While headline results of the recent quarter were bad, I believe the news overall was not nearly as bad as it seems and the company remains undervalued at today’s prices. With the company booking an expense related to the Benson case this quarter and continued negotiations scheduled for August 26th I think it’s plausible that the case may be coming to settlement soon. Additionally, management has made a move to free up around $50m on their balance sheet for something that is not clear just yet though is not without purpose. It could be that they are seeking to do a repurchase given low valuation of shares, it could also be that they have an acquisition target in mind. Either would serve as a catalyst for the name.
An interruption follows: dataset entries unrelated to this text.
PR #4372, opened 2025-10-31
  [HTTP 1.x] Add legacy crates to maintain http@0.x support during migration

drganjoo:
This PR introduces two new legacy crates (`aws-smithy-legacy-http` and `aws-smithy-legacy-http-server`) that maintain support for `http@0.x`
  while the codebase transitions to `http@1.x`.

  ## Background

  As part of the HTTP 1.x migration effort (see branch `feature/http-1.x`), we're adding support for generating server SDKs that depend on `http@1.x` via a new `http-1x` codegen flag. However, we need to maintain backward compatibility with `http@0.x` for existing users.

  ## Why Legacy Crates?

  Initially, we attempted to pin dependencies to the last versions that supported `http@0.x`. However, this approach failed because:
  - The codegen tests produce SDKs with path dependencies on crates
  - These crates transitively depend on the same crates we were trying to pin
  - This created version conflicts that couldn't be resolved with simple pinning

  ## Solution

  Creating dedicated legacy crates solves this problem by:
  1. **Isolating http@0.x dependencies** - Clear separation between http@0.x and http@1.x codepaths
  2. **Easier maintenance** - We can port changes back and forth between versions without checking out old commits
  3. **Simpler development workflow** - Developers don't need to switch branches/commits to maintain http@0.x support
  4. **Clearer intent** - Makes it explicit which code supports which HTTP version

  ## Changes in this PR

  - Added `aws-smithy-legacy-http` crate (forked from `aws-smithy-http` with http@0.x support)
  - Added `aws-smithy-legacy-http-server` crate (forked from `aws-smithy-http-server` with http@0.x support)
  - Updated `rust-runtime/Cargo.toml` to include both legacy crates in the workspace

  ## Note

  This PR is split out from the main `http@1.x` work to make it easier for reviewers to evaluate just the legacy crate additions separately from the  codegen changes. By default, `http@0.x` remains the default - the `http-1x` flag must be explicitly enabled to use `http@1.x`.

### DIFF
--- a/CODEOWNERS
+++ b/CODEOWNERS
@@ -4,6 +4,7 @@
 /codegen-server-test/                               @smithy-lang/smithy-rs-server
 /codegen-server/                                    @smithy-lang/smithy-rs-server
 /rust-runtime/aws-smithy-http-server/               @smithy-lang/smithy-rs-server
+/rust-runtime/aws-smithy-legacy-http-server/        @smithy-lang/smithy-rs-server
 
 # Python Server
 /codegen-server-test/python/                        @smithy-lang/smithy-rs-server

I maintain that fair value is likely around $18.00 suggesting an 82% margin of safety. A base level rerating for a profitable company to P/B of 1x would imply a 72% return.

Risks

  • Even with a $71.5m pre-booked as an expense for pending Benson litigation there’s still the risk that the payout could be higher than that. Plaintiff’s say $2b, DDI maintains an upper estimate of $201.5m.

  • The large cash position may be used in an M&A transaction which actually destroys value. Details of any transaction should be monitored.

  • Revenue is highly concentrated in DoubleDown Casino. Any impact to the performance of this game would be materially significant to the thesis.

  • 95% of shares are held by insiders and related parties. As a controlled company, this may represent risk depending on your opinion of the majority owners.

  • I estimate only 5% or 2.18m shares available for trading. Given a 30-day average volume of 11,400 shares a day there’s potential for illiquidity risk.

  • Geopolitical risk given that DDI is based in Seoul, Korea. Increased tensions in the Pacific region could impact the stock price and the company.